Is reality based on facts?
Does your reality really exist or is it a story created from facts as
they occur to you? Facts occur in the
past. If your reality is created, can the reality of another really be right or
wrong? Is reality nothing more than a story given to the past as seen from
different lenses? As a leader, we are often confronted with stories that differ
from our own. What is real? An effective
leader does not pass judgment, rather they extend trust. Trust occurs when we
can move beyond the realm of being right to the realm of knowing that what we believe
is nothing more than our own creation based on how something occurs to us. Extending
and earning trust is a practice. Trust then can create a reality if two or more
people can mutually agree upon a story.

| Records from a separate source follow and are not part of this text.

PR #1469, opened 2016-08-17
Show New features beta toggle at top of list view

nickbristow:
https://trello.com/c/fA0YU6Zs/700-add-active-beta-notification-to-top-of-list-view
 
 Shows the "new version of this page" at the top
    of the list view.
      Only shows when
        1) The env[BETA_LIST_VIEW] is set to true
        2) The user is a beta user

  Updated the route logic to a single route to toggle
    active beta user status

  Added new method to make clear how to check if beta
    features can be activated.

my_requests_-_c2

### DIFF
--- a/app/controllers/users_controller.rb
+++ b/app/controllers/users_controller.rb
@@ -1,0 +1,8 @@
+class UsersController < ApplicationController
+  def update
+    if params[:user] && params[:user][:update_beta_active] && current_user
+      current_user.toggle_active_beta
+    end
+    redirect_to(:back)
+  end
+end
--- a/app/models/user.rb
+++ b/app/models/user.rb
@@ -139,6 +139,11 @@ class User < ActiveRecord::Base
     in_beta_program? && active_beta_user? && feature
   end
 
+  def can_see_beta?(feature = nil)
+    feature = feature ? ENV[feature] == "true" : true
+    in_beta_program? && feature
+  end
+
   def in_beta_program?
     role? ROLE_BETA_USER
   end
--- a/app/models/user.rb
+++ b/app/models/user.rb
@@ -140,7 +140,7 @@ class User < ActiveRecord::Base
   end
 
   def can_see_beta?(beta_feature = nil)
-    feature_enabled = beta_feature == nil || ENV[beta_feature] == "true"
+    feature_enabled = beta_feature.nil? || ENV[beta_feature] == "true"
     in_beta_program? && feature_enabled
   end
 
--- a/app/models/user.rb
+++ b/app/models/user.rb
@@ -134,13 +134,14 @@ class User < ActiveRecord::Base
     role? ROLE_ADMIN
   end
 
-  def should_see_beta?(feature = nil)
-    feature = feature ? ENV[feature] == "true" : true
-    in_beta_program? && active_beta_user? && feature
+  def should_see_beta?(feature)
+    can_see_beta?(feature) && active_beta_user?
   end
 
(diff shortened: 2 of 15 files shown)


app/controllers/users_controller.rb
```diff
@@ -0,0 +1,16 @@
+class UsersController < ApplicationController
+  def toggle_active_beta
+    if current_user.active_beta_user?
+      current_user.remove_role(ROLE_BETA_ACTIVE)
+    else
+      current_user.add_role(ROLE_BETA_ACTIVE)
+    end
+  end
```
dogweather: Cool. We could refactor this into `User` in a future PR i think.

app/models/user.rb
```diff
@@ -139,6 +139,11 @@ def should_see_beta?(feature = nil)
     in_beta_program? && active_beta_user? && feature
   end
 
+  def can_see_beta?(feature = nil)
+    feature = feature ? ENV[feature] == "true" : true
```
dogweather: This is hard for me to follow — what type is `feature` expected to be? Like, a String with a feature name? And then line 143 changes its type from a String to a Boolean?

app/views/proposals/details/_top_notification.html.haml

Leaders should not assume anything in
terms of their own knowledge, skill, or attitude when dealing with others, as
each creation of their reality used with other individuals over time will astound
them in ways that range from wonderful to dreadful.
Leadership today is much more complex in a world of
introspective knowledge and a generation of millennials that want a voice in
the decision making, because they see organizations as flat and not as the
traditional hierarchical structure. I
experienced a phenomenal experience in a leadership conference last week when
senior leadership let go of their reality (that they know more) and extended
trust to other less experienced associates to create new pathways in moving the
company forward. An energized environment opened up a whole new reality—the way
things occur to senior leadership is simply not the same as how it occurs to
others in the organization.
Doctors and lawyers are used to operating in their own
reality based on facts as they know them.
As we approach the season of millennials as patients, clients and
employees, combined with an era of insurance companies yielding influential
power, leaders of these professions should be committed to being part of
something that is bigger than each as an individual. There is the old African
proverb “If you want to go fast, go alone, if you want to go far, go together.”
Be the leader that creates the change you want to see, and in doing so remember
reality is at its best when others are aligned with the concept that the facts
are the past and the past cannot be changed. Be willing to be a part of
creating a new story, be the extraordinary leader—is this a reality?